Case Study — An Online Retailer
An online retailer provides block storage to their key applications using the storage arrays connected via Fibre Channel fabrics. During the peak shopping season, an FC port, which provides connectivity to their tier-1 application, started alerting on Invalid Transmission Words. As per their operational practices, they investigated the issue but were not allowed to make corrective changes, such as replacing SFP or cables, due to a no-change policy enforced during the peak season. Hence, they moved the application to another host with healthy links. This change was expensive because instead of one host, they had to provision (and were billed for) two hosts with enough resources to run the tier-1 application, while one host remained unused due to bit errors on its link. 一家在线零售商使用通过光纤通道 Fabric 连接的存储阵列为其关键应用程序提供块存储。
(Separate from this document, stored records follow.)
PR #1429, opened 2023-03-31
dev: Fix CopyWebpackPlugin test file paths

alexweininger:
Test files are expected to be in this location. [example](https://github.com/microsoft/vscode-azureresourcegroups/blob/b4c3927beaf9046d59f4c517540d64b1e6505436/test/runTest.ts#L35)

### DIFF
--- a/dev/package-lock.json
+++ b/dev/package-lock.json
@@ -1,12 +1,12 @@
 {
     "name": "@microsoft/vscode-azext-dev",
-    "version": "1.0.4",
+    "version": "1.0.5",
     "lockfileVersion": 2,
     "requires": true,
     "packages": {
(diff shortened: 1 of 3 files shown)


nturinski:
Weird, I'm pretty sure that this PR should have fixed it: https://github.com/microsoft/vscode-azuretools/pull/1420/files

I don't think it was the vscode.dev stuff specifically, but because I updated webpack to ^5.7

https://github.com/microsoft/vscode-azuretools/commit/10fb87f2a443228f2cce96ea47ede5ab9a84a513

alexweininger:
I kept running into errors because the file path was wrong, but now I can't repro. 😕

在购物旺季,为其一级应用程序提供连接的一个 FC 端口开始发出无效传输字警告。按照他们的操作惯例,他们对该问题进行了调查,但由于旺季期间执行的 "不更改 "政策,他们无法进行纠正性更改,如更换 SFP 或电缆。因此,他们将应用程序转移到另一台链路健康的主机上。这一变更代价高昂,因为他们不得不为两台主机配置(并为此付费)足够的资源来运行一级应用程序,而其中一台主机却因链路上的位错误而闲置。
The online retailer uses a robust monitoring infrastructure. They wanted to know if there was something they could have done better to prevent this expensive change during the peak business days. For example, had they known about this condition earlier, they could have replaced the faulty component that caused the bit errors before the no-change period, and therefore could have avoided being billed for two hosts instead of one. 这家在线零售商使用了强大的监控基础设施。他们想知道是否有更好的办法来避免在业务高峰期发生这种昂贵的变更。例如,如果他们能更早地了解到这种情况,就可以在禁用期之前更换导致位错误的故障组件,从而避免为两台主机而不是一台主机付费。
Observations
The operations team of the online retailer company monitors all the network ports continuously. Their monitoring infrastructure collects counters and plots them on a graph periodically. The FC port under investigation was no different. 在线零售公司的运营团队持续监控所有网络端口。他们的监控基础设施会定期收集计数器并将其绘制在图表上。被调查的 FC 端口也不例外。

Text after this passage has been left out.